- **Material provided**
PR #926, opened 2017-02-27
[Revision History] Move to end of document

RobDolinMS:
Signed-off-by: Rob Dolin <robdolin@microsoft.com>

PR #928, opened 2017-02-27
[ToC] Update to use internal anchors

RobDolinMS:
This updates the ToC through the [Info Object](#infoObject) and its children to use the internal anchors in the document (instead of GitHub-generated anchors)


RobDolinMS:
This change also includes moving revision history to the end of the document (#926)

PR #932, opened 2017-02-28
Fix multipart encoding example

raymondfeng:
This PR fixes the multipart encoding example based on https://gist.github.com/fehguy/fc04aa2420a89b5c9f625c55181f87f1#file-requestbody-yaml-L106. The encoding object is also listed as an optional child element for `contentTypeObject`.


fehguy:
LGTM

- **Description of the task**
How many lines of the listing include the string "example"? Answer with the number alone.

- **Answer to this task**
2